### What the task asks
Could the data underneath be repeated exactly, in full?

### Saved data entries
::::::::::
Issue #4002, opened 2019-08-26
kfctl supports v1beta1 of KfDef (and v1alpha1)


jlewi:
/kind feature

In 0.7 we will introduce a v1beta1 spec for KFDef.
See #3478

This issue tracks adding support for that new spec to kfctl.

With 0.7 we should aim to provide backwards compatibility with v1alpha1 specs. To support that; we should define a conversion function which converts v1alpha1 specs to v1beta1 specs.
::::::::::
### Response to this exercise
Issue #4002, opened 2019-08-26
kfctl supports v1beta1 of KfDef (and v1alpha1)


jlewi:
/kind feature

In 0.7 we will introduce a v1beta1 spec for KFDef.
See #3478

This issue tracks adding support for that new spec to kfctl.

With 0.7 we should aim to provide backwards compatibility with v1alpha1 specs. To support that; we should define a conversion function which converts v1alpha1 specs to v1beta1 specs.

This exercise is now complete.